ALTMAN ROBERT (1925-2006)
Retour à l'écriture chorale
On croit alors Robert Altman marginalisé par Hollywood. Mais il revient en force en 1992, avec The Player, un film sur Hollywood, justement, qui remporte un grand succès. À travers le conflit entre un scénariste, bientôt entraîné dans une affaire de meurtre, et son producteur, Altman règle ses comptes joyeusement. The Player, même si le scénario, d'une prodigieuse habileté, s'avère plus passionnant que la mise en scène, est à l'industrie américaine du film ce que M.A.S.H. était à l'U.S. Army. Le succès du film permet à Altman de revenir à un nouveau grand sujet « choral ». Short Cuts (Short Cuts, les Américains), d'après neuf nouvelles et un poème de l'écrivain Raymond Carver, met en scène une vingtaine de personnages dont le seul lien est le plus souvent d'habiter Los Angeles, et qui vont, à un moment ou à un autre, se croiser. Ces rapprochements, liés à des rapports familiaux, sexuels, sociaux, professionnels ou au pur hasard, pourront avoir des conséquences sur les trajectoires de chacun (parfois réduites à de brèves stations). Ces télescopages de personnages, de situations ou simplement de séquences sont composés avec un art consommé qui porte de bout en bout un film presque dépourvu d'intrigue, où les ellipses ont autant d'importance que ce qui est montré. Ils dessinent, d'un trait ironique et désespéré, le portrait d'une Amérique et d'un monde fin de siècle, tissés d'égoïsme et d'indifférence, mais où chacun, jusqu'à celui qui nous paraît le plus grossier, a son instant d'humanité.

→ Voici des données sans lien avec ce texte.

PR #37, opened 2023-08-18
fix alibi logits bias order

gyin94:
In `apply_attention_logit_biases` function, attention_logit_biases would be cased to logits dtype. So the order matters to pass logits as the first argument
```python
return logits + attention_logit_biases.to(dtype=logits.dtype, device=logits.device)
```

### DIFF
--- a/axlearn/common/adapter_torch.py
+++ b/axlearn/common/adapter_torch.py
@@ -1387,7 +1387,7 @@ class ALiBiAttentionLogitBiasLayer(CausalAttentionLogitBiasLayer):
         )
         # Causal mask.
         return apply_attention_logit_biases(
-            alibi_mask, super().forward(segment_ids=segment_ids, positions=positions)
+            super().forward(segment_ids=segment_ids, positions=positions), alibi_mask
         )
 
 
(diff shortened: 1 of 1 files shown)


axlearn/common/adapter_torch.py
```diff
@@ -1387,7 +1387,7 @@ def forward(
         )
         # Causal mask.
         return apply_attention_logit_biases(
```
ruomingp, line 1389: Great catch! Could you change `apply_attention_logit_biases` to take `apply_attention_logit_biases` as a keyword arg? This also better matches https://docs.google.com/document/d/1tK3MyfZQgXyrvWNg3rt6NQCItuFnFw_FBd6-C7pE2Wk/edit#heading=h.d1xks5sf41jd.

Feel free to do so in a follow-up PR.

ruomingp (approved):
Is there a unittest that can catch this bug?

axlearn/common/adapter_torch.py
gyin94: sure. added a commit for this. please help review again. thanks.

ruomingp: Thanks! Is there any other call site of `apply_attention_logit_biases`?

ruomingp (approved):

ruomingp:
> Is there a unittest that can catch this bug?

Is it possible to add a unittest?

gyin94:
@ruomingp I think so. I will add a follow up PR on this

À côté de cette remarquable polyphonie grinçante, Ready to Wear (Prêt-à-porter), qui tourne en dérision l'imposture du monde de la mode, des couturiers et des mannequins, tout en exaltant la fascination qu'il produit, confirme le talent retrouvé d'Altman sans renouveler sa veine chorale. Plus étrangement personnel est Kansas City, situé dans les années 1930 dans la ville natale du réalisateur, mêlant souvenirs d'enfance, personnages authentiques, corruption, prohibition, gangstérisme, violence, nombreuses références cinématographiques, et surtout la scène du jazz. Altman brosse également le portrait d'une communauté noire qu'il avait envisagé faire dans Ragtime en 1980, dont la réalisation fut finalement confiée à Milos Forman. Un documentaire rassemblant une grande part du matériau musical enregistré et filmé pour Kansas City est sorti sous le titre Jazz'34.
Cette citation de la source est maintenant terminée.